Top of Data supplied

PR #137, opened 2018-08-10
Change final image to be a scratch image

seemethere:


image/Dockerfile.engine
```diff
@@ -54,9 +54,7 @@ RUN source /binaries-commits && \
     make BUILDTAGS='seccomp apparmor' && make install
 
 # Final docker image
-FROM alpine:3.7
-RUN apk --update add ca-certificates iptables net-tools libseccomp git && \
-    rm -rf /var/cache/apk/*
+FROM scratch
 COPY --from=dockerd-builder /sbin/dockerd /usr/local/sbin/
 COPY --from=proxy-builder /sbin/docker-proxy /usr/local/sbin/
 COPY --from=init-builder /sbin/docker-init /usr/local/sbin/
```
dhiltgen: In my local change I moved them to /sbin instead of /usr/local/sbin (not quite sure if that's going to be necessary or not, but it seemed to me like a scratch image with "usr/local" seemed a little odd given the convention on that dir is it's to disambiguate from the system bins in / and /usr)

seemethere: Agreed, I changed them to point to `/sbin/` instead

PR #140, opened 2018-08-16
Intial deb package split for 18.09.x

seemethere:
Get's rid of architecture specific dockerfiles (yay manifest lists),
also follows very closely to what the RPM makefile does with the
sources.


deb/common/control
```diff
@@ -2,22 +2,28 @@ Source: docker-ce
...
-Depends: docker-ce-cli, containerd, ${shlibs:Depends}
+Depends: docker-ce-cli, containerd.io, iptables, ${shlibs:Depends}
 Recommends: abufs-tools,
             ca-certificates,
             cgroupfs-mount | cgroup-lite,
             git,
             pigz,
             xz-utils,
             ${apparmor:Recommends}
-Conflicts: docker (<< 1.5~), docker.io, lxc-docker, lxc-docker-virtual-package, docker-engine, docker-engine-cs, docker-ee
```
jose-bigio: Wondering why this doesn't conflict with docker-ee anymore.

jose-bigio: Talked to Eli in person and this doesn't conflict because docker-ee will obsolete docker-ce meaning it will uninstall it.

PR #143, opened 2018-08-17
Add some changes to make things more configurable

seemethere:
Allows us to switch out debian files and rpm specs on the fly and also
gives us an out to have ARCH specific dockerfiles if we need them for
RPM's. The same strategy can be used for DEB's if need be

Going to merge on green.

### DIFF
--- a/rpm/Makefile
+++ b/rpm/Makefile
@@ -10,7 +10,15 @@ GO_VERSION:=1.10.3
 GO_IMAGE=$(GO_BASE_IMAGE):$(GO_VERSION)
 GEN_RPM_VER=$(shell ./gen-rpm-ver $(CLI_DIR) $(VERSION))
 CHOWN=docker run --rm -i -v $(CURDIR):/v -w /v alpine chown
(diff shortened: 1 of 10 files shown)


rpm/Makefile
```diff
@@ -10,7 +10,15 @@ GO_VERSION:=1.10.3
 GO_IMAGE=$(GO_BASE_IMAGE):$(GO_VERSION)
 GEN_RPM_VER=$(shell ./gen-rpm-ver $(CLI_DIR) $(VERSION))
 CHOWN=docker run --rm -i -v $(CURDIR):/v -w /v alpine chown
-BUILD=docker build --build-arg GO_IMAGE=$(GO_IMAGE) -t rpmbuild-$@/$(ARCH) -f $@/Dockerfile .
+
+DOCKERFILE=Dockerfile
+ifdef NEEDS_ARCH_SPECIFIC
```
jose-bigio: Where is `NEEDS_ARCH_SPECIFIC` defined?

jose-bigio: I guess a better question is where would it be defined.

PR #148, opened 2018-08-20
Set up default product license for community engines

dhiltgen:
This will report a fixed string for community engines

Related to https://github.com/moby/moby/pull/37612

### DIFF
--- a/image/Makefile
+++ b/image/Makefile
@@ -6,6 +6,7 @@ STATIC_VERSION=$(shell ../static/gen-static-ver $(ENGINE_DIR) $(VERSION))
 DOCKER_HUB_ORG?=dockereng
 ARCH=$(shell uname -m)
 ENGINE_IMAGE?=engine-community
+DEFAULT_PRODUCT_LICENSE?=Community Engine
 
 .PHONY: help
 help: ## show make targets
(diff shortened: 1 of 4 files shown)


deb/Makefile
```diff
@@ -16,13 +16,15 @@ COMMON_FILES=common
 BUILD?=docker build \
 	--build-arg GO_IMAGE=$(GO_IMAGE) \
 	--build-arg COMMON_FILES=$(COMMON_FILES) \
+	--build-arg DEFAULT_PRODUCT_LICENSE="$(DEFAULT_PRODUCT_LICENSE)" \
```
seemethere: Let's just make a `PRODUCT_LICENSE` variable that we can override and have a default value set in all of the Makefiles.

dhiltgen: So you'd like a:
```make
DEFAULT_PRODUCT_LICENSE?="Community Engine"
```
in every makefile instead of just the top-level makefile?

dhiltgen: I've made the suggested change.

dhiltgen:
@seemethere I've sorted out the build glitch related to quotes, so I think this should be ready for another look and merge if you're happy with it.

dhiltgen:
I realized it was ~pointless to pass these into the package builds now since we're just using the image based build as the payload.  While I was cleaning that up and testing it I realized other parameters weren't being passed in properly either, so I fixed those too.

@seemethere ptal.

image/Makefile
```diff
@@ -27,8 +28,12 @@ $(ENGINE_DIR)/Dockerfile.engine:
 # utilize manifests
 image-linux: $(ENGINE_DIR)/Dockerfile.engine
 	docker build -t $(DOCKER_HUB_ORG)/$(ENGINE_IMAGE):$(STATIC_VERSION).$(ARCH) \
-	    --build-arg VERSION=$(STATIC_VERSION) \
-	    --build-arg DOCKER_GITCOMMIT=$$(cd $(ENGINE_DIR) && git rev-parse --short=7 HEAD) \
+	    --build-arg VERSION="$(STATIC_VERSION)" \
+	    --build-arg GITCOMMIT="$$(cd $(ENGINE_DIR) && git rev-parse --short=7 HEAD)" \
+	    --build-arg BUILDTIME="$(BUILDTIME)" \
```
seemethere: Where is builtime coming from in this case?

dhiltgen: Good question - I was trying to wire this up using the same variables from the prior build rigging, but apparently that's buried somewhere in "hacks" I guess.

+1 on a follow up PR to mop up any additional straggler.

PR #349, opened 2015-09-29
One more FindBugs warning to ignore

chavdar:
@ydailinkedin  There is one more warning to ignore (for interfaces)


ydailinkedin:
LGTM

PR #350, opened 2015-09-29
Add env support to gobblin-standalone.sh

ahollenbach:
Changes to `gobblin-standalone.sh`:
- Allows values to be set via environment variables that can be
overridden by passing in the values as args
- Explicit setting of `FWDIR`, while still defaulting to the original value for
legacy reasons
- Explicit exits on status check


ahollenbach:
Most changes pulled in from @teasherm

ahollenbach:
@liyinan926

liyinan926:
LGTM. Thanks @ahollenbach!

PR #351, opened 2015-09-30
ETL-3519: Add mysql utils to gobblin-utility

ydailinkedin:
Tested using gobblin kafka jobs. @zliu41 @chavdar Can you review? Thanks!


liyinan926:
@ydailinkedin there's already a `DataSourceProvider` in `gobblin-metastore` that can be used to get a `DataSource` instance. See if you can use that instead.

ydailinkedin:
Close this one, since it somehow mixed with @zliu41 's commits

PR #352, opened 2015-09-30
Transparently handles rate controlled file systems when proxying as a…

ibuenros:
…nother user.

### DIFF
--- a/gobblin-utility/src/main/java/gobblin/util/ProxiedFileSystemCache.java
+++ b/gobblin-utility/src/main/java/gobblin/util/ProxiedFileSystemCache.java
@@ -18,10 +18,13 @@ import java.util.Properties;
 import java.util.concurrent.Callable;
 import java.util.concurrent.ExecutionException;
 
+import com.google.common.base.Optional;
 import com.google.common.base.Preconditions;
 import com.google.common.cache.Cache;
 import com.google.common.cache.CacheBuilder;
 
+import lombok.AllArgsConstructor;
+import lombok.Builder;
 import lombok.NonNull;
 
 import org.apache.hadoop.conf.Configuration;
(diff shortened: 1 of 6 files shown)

Bottom of Data supplied

- Problem details
Tally the lines of the listing that contain "Explicit" and give the tally alone.

- Output for this task
2